**REQUIRED ACTION:**
Please copy the data shown below, word for word.

Stored records
PR #2038, opened 2020-06-01
Add basic file size limitations

lalexgap:
Ups the budget size and adds a file size check to avoid running into #2003

### DIFF
--- a/packages/web3torrent/src/constants.ts
+++ b/packages/web3torrent/src/constants.ts
@@ -177,9 +177,11 @@ export {SINGLE_ASSET_PAYMENT_CONTRACT_ADDRESS};
 export const FUNDING_STRATEGY = process.env.FUNDING_STRATEGY === 'Direct' ? 'Direct' : 'Virtual';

**REPLY TO THE EXERCISE:**
PR #2038, opened 2020-06-01
Add basic file size limitations

lalexgap:
Ups the budget size and adds a file size check to avoid running into #2003

### DIFF
--- a/packages/web3torrent/src/constants.ts
+++ b/packages/web3torrent/src/constants.ts
@@ -177,9 +177,11 @@ export {SINGLE_ASSET_PAYMENT_CONTRACT_ADDRESS};
 export const FUNDING_STRATEGY = process.env.FUNDING_STRATEGY === 'Direct' ? 'Direct' : 'Virtual';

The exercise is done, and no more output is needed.